Simplify Draft 'pymd' Box
Opened this issue · 8 comments
Concerning the Image Pyramid Entity Group Box 'pymd' in WG03N1157_23524 HEIF Ed3 Amd2 Prelim WD:
The following four variables seem redundant and could be removed to greatly simplify the 'pymd' box:
- tile_size_x
- tile_size_y
- tiles_in_layer_row_minus1
- tiles_in_layer_column_minus1
pymd | ImageGrid |
---|---|
tiles_in_layer_row_minus1 | rows_minus_one |
tiles_in_layer_column_minus1 | columns_minus_one |
tile_size_x | (output_width / columns_minus_one) |
tile_size_y | (output_height / rows_minus_one) |
If the gridding is handled within the codec, then the codec specific boxes would be used instead. For example, the uncompressed codec would use the uncC box:
pymd | uncC |
---|---|
tiles_in_layer_row_minus1 | num_tile_rows_minus_one |
tiles_in_layer_column_minus1 | num_tile_cols_minus_one |
tile_size_x | (ispe image_width / num_tile_cols_minus_one) |
tile_size_y | (ispe image_height / num_tile_rows_minus_one) |
I imagine these variables were originally placed here for convenience. However, there are already well defined mechanisms for accessing them. In my opinion, duplicating them in the pymd box adds complexity for very little gain.
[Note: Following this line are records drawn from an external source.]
PR #159, opened 2018-08-21
Update edit document page

alex-ju:
This PR:
- Disables the autocomplete on the edit form
- Updates edit page content
- Replace toggle link with tabs for markdown preview
  - use `webcomponents-bundle` instead of `webcomponents-loader`, as the loader doesn't contain the polyfills (Firefox and IE fail now because of the lack of this polyfill)
- Replace Markdown toolbar elements with the extended version (this was causing the Heading injectors to fail, because they're not part of the original Github Toolbar)
  - Github doesn't doesn't publish the source code for the markdown toolbar element in its package so we need to publish our own fork to npm. Until then we'll bring the transpiled code in the project.

### Before
ethical standards for public service 1

### After
ethical standards for public service

### DIFF
--- a/app/assets/stylesheets/components/_markdown-editor.scss
+++ b/app/assets/stylesheets/components/_markdown-editor.scss
@@ -3,35 +3,53 @@
 @import "../../../node_modules/govuk-frontend/tools/all";
 @import "../../../node_modules/govuk-frontend/core/links";
 
-.app-c-markdown-editor__preview-toggle {
+.app-c-markdown-editor__head {
   @include govuk-font(19);
 
   display: none;
+  position: relative;
+  z-index: 20;
   margin-bottom: -$govuk-border-width-form-element;
-  padding: govuk-spacing(1);
   border: $govuk-border-width-form-element solid $govuk-input-border-colour;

We could even leave away the layer_binning
entry. It appears to be equivalent to ceil(base width/overview width)
and it is thus redundant. That would eliminate all custom data from the pymd
box, leaving just the list of pyramid image item IDs, sorted according to increasing resolution.
Another reason for leaving away layer_binning
is that it restricts us to power-of-two integer scaling factors only, while I think it would be perfectly fine to also have finer resolution granularity, like a factor
Is there any important reason for the restriction that every pyramid level should have the same tile size? I think this is overly restrictive. There are good reasons why tile sizes would vary for different layers. For example, the base layer might have the original uncompressed data, while overview layers use h265 with a tile size dictated by the encoder hardware). Or building the lower resolutions is much easier if this can be done for each base-level tile separately.
If it is important for an application to have the same tile size in each level, the encoder is free to do so even without enforcing this, and having similar tile sizes could be signaled as a flag (but it's also obvious when looking at the individual pyramid levels).
FYI, the layer_binning isn't restricted to power-of-two scaling. It is restricted to integer factors. For instance, the examples in the document show 2x2 binning as a layer_binning of 2 and 4x4 binning as a layer_binning of 4. One can also choose to implement a 3x3 binning as a layer_binning of 3, etc.
the layer_binning isn't restricted to power-of-two scaling
Right. This was a semantic typo. I mean integer scale factor. I've corrected it above.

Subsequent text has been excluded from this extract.